RECORDS SHOWN ->

PR #3195, opened 2020-06-27
Fix multi-page EEID data measurement.

wintersteiger:
Large, multi-page EEID data did not get measured correctly. This fixes it and adapts the tests to exercise the fixed behavior. 

### DIFF
--- a/common/sgx/eeid.c
+++ b/common/sgx/eeid.c
@@ -2,7 +2,6 @@
 // Licensed under the MIT License.
 
 #include <stdio.h>
-#include <stdlib.h>
 #include <string.h>
 
 #include <openenclave/bits/attestation.h>
@@ -11,7 +10,6 @@
 #include <openenclave/internal/crypto/sha.h>
 #include <openenclave/internal/eeid.h>
 #include <openenclave/internal/hexdump.h>
-#include <openenclave/internal/malloc.h>
 #include <openenclave/internal/raise.h>
 #include <openenclave/internal/safecrt.h>
 #include <openenclave/internal/types.h>
@@ -266,7 +264,7 @@ done:
     return result;
 }
 
-static oe_result_t _add_page(
+static oe_result_t _measure_page(
     oe_sha256_context_t* hctx,
     uint64_t base,
     void* page,
@@ -311,14 +309,14 @@ oe_result_t oe_remeasure_memory_pages(
     // page.
 
     for (size_t i = 0; i < eeid->size_settings.num_heap_pages; i++)
-        OE_CHECK(_add_page(&hctx, base, &blank_pg, &vaddr, false));
+        OE_CHECK(_measure_page(&hctx, base, &blank_pg, &vaddr, false));
 
     for (size_t i = 0; i < eeid->size_settings.num_tcs; i++)
     {
         vaddr += OE_PAGE_SIZE; /* guard page */
 
         for (size_t i = 0; i < eeid->size_settings.num_stack_pages; i++)
-            OE_CHECK(_add_page(&hctx, base, &stack_pg, &vaddr, true));
+            OE_CHECK(_measure_page(&hctx, base, &stack_pg, &vaddr, true));
 
         vaddr += OE_PAGE_SIZE; /* guard page */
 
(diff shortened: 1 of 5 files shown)


common/sgx/eeid.c
```diff
@@ -356,19 +356,21 @@ oe_result_t oe_remeasure_memory_pages(
...
+        char* eeid_bytes = (char*)eeid;
         size_t num_bytes = oe_eeid_byte_size(eeid);
         size_t num_pages =
             num_bytes / OE_PAGE_SIZE + ((num_bytes % OE_PAGE_SIZE) ? 1 : 0);
 
-        oe_page_t* pages = malloc(sizeof(oe_page_t) * num_pages);
-        memset(pages, 0, sizeof(oe_page_t) * num_pages);
-        memcpy(pages->data, eeid, num_bytes);
-
+        oe_page_t* page = malloc(sizeof(oe_page_t) * num_pages);
```
anakrish, line 364: Even though `num_pages` number of pages are allocated, only the first page is used.

wintersteiger: Yes, I re-use the same bit of memory (it's reset to 0 in the loop). I don't think it's necessary to allocate a new page for each iteration, is it?

wintersteiger: Sorry, misunderstood you - yes, that's far too much memory :-)

wintersteiger: (fixed)

common/sgx/eeid.c
```diff
@@ -356,19 +356,21 @@ oe_result_t oe_remeasure_memory_pages(
...
+        char* eeid_bytes = (char*)eeid;
         size_t num_bytes = oe_eeid_byte_size(eeid);
         size_t num_pages =
             num_bytes / OE_PAGE_SIZE + ((num_bytes % OE_PAGE_SIZE) ? 1 : 0);
 
-        oe_page_t* pages = malloc(sizeof(oe_page_t) * num_pages);
-        memset(pages, 0, sizeof(oe_page_t) * num_pages);
-        memcpy(pages->data, eeid, num_bytes);
-
+        oe_page_t* page = malloc(sizeof(oe_page_t));
```
CodeMonkeyLeet, line 364: This reminds me, for this change to be compatible with upcoming Linux kernel changes, all allocations we `_add_page` into enclave need to be page aligned, see #2566.
```suggestion
        oe_page_t* page = oe_memalign(OE_PAGE_SIZE, sizeof(oe_page_t));
        if (!page)
            OE_RAISE(OE_OUT_OF_MEMORY);
```

common/sgx/eeid.c
```diff
@@ -356,19 +356,21 @@ oe_result_t oe_remeasure_memory_pages(
...
-
-        free(pages);
+        {
+            memset(page->data, 0, sizeof(oe_page_t));
+            size_t n = (i != num_pages - 1) ? OE_PAGE_SIZE
+                                            : (num_bytes % OE_PAGE_SIZE);
+            memcpy(page->data, eeid_bytes + OE_PAGE_SIZE * i, n);
+            OE_CHECK(_add_page(&hctx, base, page->data, &vaddr, true));
+        }
+        free(page);
```
CodeMonkeyLeet, line 373: For symmetry with the use of `oe_memalign` (the special free is so that common code has the appropriate semantics on Windows as well, which requires `_aligned_free` for `_aligned_malloc`)
```suggestion
        oe_memalign_free(page);
```

common/sgx/eeid.c
wintersteiger: This is in the EEID re-measuring of memory pages, it doesn't actually add or remove anything, and it's in `common`. I renamed `_add_page` to `_remeasure_page` to make that clearer. The memory allocation was unnecessary, I replaced it with an `oe_page_t` on the stack.

CodeMonkeyLeet: Yes, the use of `_add_page` matching what we call in create.c was indeed the source of my confusion, thank you for clarifying and renaming!

wintersteiger:
(squashed and signed off)

wintersteiger:
bors try

achamayou:
bors delegate=wintersteiger

wintersteiger:
bors try

wintersteiger:
Just checking: does this fix need another review before it can be merged?

CodeMonkeyLeet:
Yes, we need a second approver for all PRs. @anakrish you've previously looked at this, can you verify that it has addressed your concerns?

@wintersteiger In the meantime, you might want to see if something about this PR drops the code coverage numbers that causes it to fail the check.

host/sgx/create.c
```diff
@@ -685,27 +685,27 @@ static oe_result_t _add_eeid_pages(
...
         for (size_t i = 0; i < num_pages; i++)
         {
+            memset(page->data, 0, sizeof(oe_page_t));
+            size_t n = (i != num_pages - 1) ? OE_PAGE_SIZE
+                                            : (num_bytes % OE_PAGE_SIZE);
+            memcpy(page->data, eeid_bytes + OE_PAGE_SIZE * i, n);
+
             uint64_t addr = enclave_addr + *vaddr;
-            uint64_t src = (uint64_t)(pages + i * OE_PAGE_SIZE);
+            uint64_t src = (uint64_t)(page->data);
```
anakrish, line 702: Not part of this PR, but do eeid pages have to have `SGX_SECINFO_W` flag?

wintersteiger:
@CodeMonkeyLeet I saw the drop in coverage, but ignored it. I don't know how the coverage checker works, but the code changes don't introduce any new branches, while the changes in the tests now test more branches than before. I'm sure I overlooked something, but I can't find a report that would show me what changed in this build.

host/sgx/create.c
wintersteiger: Good observation - I don't think it's needed anymore now that we have the marker page. I'll run some tests to make sure.

wintersteiger: Done, I've added it to this PR too.

wintersteiger:
Interesting! Making the EEID pages read-only raised the coverage by 4%! (I won't complain, but I can't explain it.)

AIM OF THE TASK ->
Reproduce all the records. Keep them exact, please.

ANSWER TO THIS PROBLEM ->
PR #3195, opened 2020-06-27
Fix multi-page EEID data measurement.

wintersteiger:
Large, multi-page EEID data did not get measured correctly. This fixes it and adapts the tests to exercise the fixed behavior. 

### DIFF
--- a/common/sgx/eeid.c
+++ b/common/sgx/eeid.c
@@ -2,7 +2,6 @@
 // Licensed under the MIT License.
 
 #include <stdio.h>
-#include <stdlib.h>
 #include <string.h>
 
 #include <openenclave/bits/attestation.h>
@@ -11,7 +10,6 @@
 #include <openenclave/internal/crypto/sha.h>
 #include <openenclave/internal/eeid.h>
 #include <openenclave/internal/hexdump.h>
-#include <openenclave/internal/malloc.h>
 #include <openenclave/internal/raise.h>
 #include <openenclave/internal/safecrt.h>
 #include <openenclave/internal/types.h>
@@ -266,7 +264,7 @@ done:
     return result;
 }
 
-static oe_result_t _add_page(
+static oe_result_t _measure_page(
     oe_sha256_context_t* hctx,
     uint64_t base,
     void* page,
@@ -311,14 +309,14 @@ oe_result_t oe_remeasure_memory_pages(
     // page.
 
     for (size_t i = 0; i < eeid->size_settings.num_heap_pages; i++)
-        OE_CHECK(_add_page(&hctx, base, &blank_pg, &vaddr, false));
+        OE_CHECK(_measure_page(&hctx, base, &blank_pg, &vaddr, false));
 
     for (size_t i = 0; i < eeid->size_settings.num_tcs; i++)
     {
         vaddr += OE_PAGE_SIZE; /* guard page */
 
         for (size_t i = 0; i < eeid->size_settings.num_stack_pages; i++)
-            OE_CHECK(_add_page(&hctx, base, &stack_pg, &vaddr, true));
+            OE_CHECK(_measure_page(&hctx, base, &stack_pg, &vaddr, true));
 
         vaddr += OE_PAGE_SIZE; /* guard page */
 
(diff shortened: 1 of 5 files shown)


common/sgx/eeid.c
```diff
@@ -356,19 +356,21 @@ oe_result_t oe_remeasure_memory_pages(
...
+        char* eeid_bytes = (char*)eeid;
         size_t num_bytes = oe_eeid_byte_size(eeid);
         size_t num_pages =
             num_bytes / OE_PAGE_SIZE + ((num_bytes % OE_PAGE_SIZE) ? 1 : 0);
 
-        oe_page_t* pages = malloc(sizeof(oe_page_t) * num_pages);
-        memset(pages, 0, sizeof(oe_page_t) * num_pages);
-        memcpy(pages->data, eeid, num_bytes);
-
+        oe_page_t* page = malloc(sizeof(oe_page_t) * num_pages);
```
anakrish, line 364: Even though `num_pages` number of pages are allocated, only the first page is used.

wintersteiger: Yes, I re-use the same bit of memory (it's reset to 0 in the loop). I don't think it's necessary to allocate a new page for each iteration, is it?

wintersteiger: Sorry, misunderstood you - yes, that's far too much memory :-)

wintersteiger: (fixed)

common/sgx/eeid.c
```diff
@@ -356,19 +356,21 @@ oe_result_t oe_remeasure_memory_pages(
...
+        char* eeid_bytes = (char*)eeid;
         size_t num_bytes = oe_eeid_byte_size(eeid);
         size_t num_pages =
             num_bytes / OE_PAGE_SIZE + ((num_bytes % OE_PAGE_SIZE) ? 1 : 0);
 
-        oe_page_t* pages = malloc(sizeof(oe_page_t) * num_pages);
-        memset(pages, 0, sizeof(oe_page_t) * num_pages);
-        memcpy(pages->data, eeid, num_bytes);
-
+        oe_page_t* page = malloc(sizeof(oe_page_t));
```
CodeMonkeyLeet, line 364: This reminds me, for this change to be compatible with upcoming Linux kernel changes, all allocations we `_add_page` into enclave need to be page aligned, see #2566.
```suggestion
        oe_page_t* page = oe_memalign(OE_PAGE_SIZE, sizeof(oe_page_t));
        if (!page)
            OE_RAISE(OE_OUT_OF_MEMORY);
```

common/sgx/eeid.c
```diff
@@ -356,19 +356,21 @@ oe_result_t oe_remeasure_memory_pages(
...
-
-        free(pages);
+        {
+            memset(page->data, 0, sizeof(oe_page_t));
+            size_t n = (i != num_pages - 1) ? OE_PAGE_SIZE
+                                            : (num_bytes % OE_PAGE_SIZE);
+            memcpy(page->data, eeid_bytes + OE_PAGE_SIZE * i, n);
+            OE_CHECK(_add_page(&hctx, base, page->data, &vaddr, true));
+        }
+        free(page);
```
CodeMonkeyLeet, line 373: For symmetry with the use of `oe_memalign` (the special free is so that common code has the appropriate semantics on Windows as well, which requires `_aligned_free` for `_aligned_malloc`)
```suggestion
        oe_memalign_free(page);
```

common/sgx/eeid.c
wintersteiger: This is in the EEID re-measuring of memory pages, it doesn't actually add or remove anything, and it's in `common`. I renamed `_add_page` to `_remeasure_page` to make that clearer. The memory allocation was unnecessary, I replaced it with an `oe_page_t` on the stack.

CodeMonkeyLeet: Yes, the use of `_add_page` matching what we call in create.c was indeed the source of my confusion, thank you for clarifying and renaming!

wintersteiger:
(squashed and signed off)

wintersteiger:
bors try

achamayou:
bors delegate=wintersteiger

wintersteiger:
bors try

wintersteiger:
Just checking: does this fix need another review before it can be merged?

CodeMonkeyLeet:
Yes, we need a second approver for all PRs. @anakrish you've previously looked at this, can you verify that it has addressed your concerns?

@wintersteiger In the meantime, you might want to see if something about this PR drops the code coverage numbers that causes it to fail the check.

host/sgx/create.c
```diff
@@ -685,27 +685,27 @@ static oe_result_t _add_eeid_pages(
...
         for (size_t i = 0; i < num_pages; i++)
         {
+            memset(page->data, 0, sizeof(oe_page_t));
+            size_t n = (i != num_pages - 1) ? OE_PAGE_SIZE
+                                            : (num_bytes % OE_PAGE_SIZE);
+            memcpy(page->data, eeid_bytes + OE_PAGE_SIZE * i, n);
+
             uint64_t addr = enclave_addr + *vaddr;
-            uint64_t src = (uint64_t)(pages + i * OE_PAGE_SIZE);
+            uint64_t src = (uint64_t)(page->data);
```
anakrish, line 702: Not part of this PR, but do eeid pages have to have `SGX_SECINFO_W` flag?

wintersteiger:
@CodeMonkeyLeet I saw the drop in coverage, but ignored it. I don't know how the coverage checker works, but the code changes don't introduce any new branches, while the changes in the tests now test more branches than before. I'm sure I overlooked something, but I can't find a report that would show me what changed in this build.

host/sgx/create.c
wintersteiger: Good observation - I don't think it's needed anymore now that we have the marker page. I'll run some tests to make sure.

wintersteiger: Done, I've added it to this PR too.

wintersteiger:
Interesting! Making the EEID pages read-only raised the coverage by 4%! (I won't complain, but I can't explain it.)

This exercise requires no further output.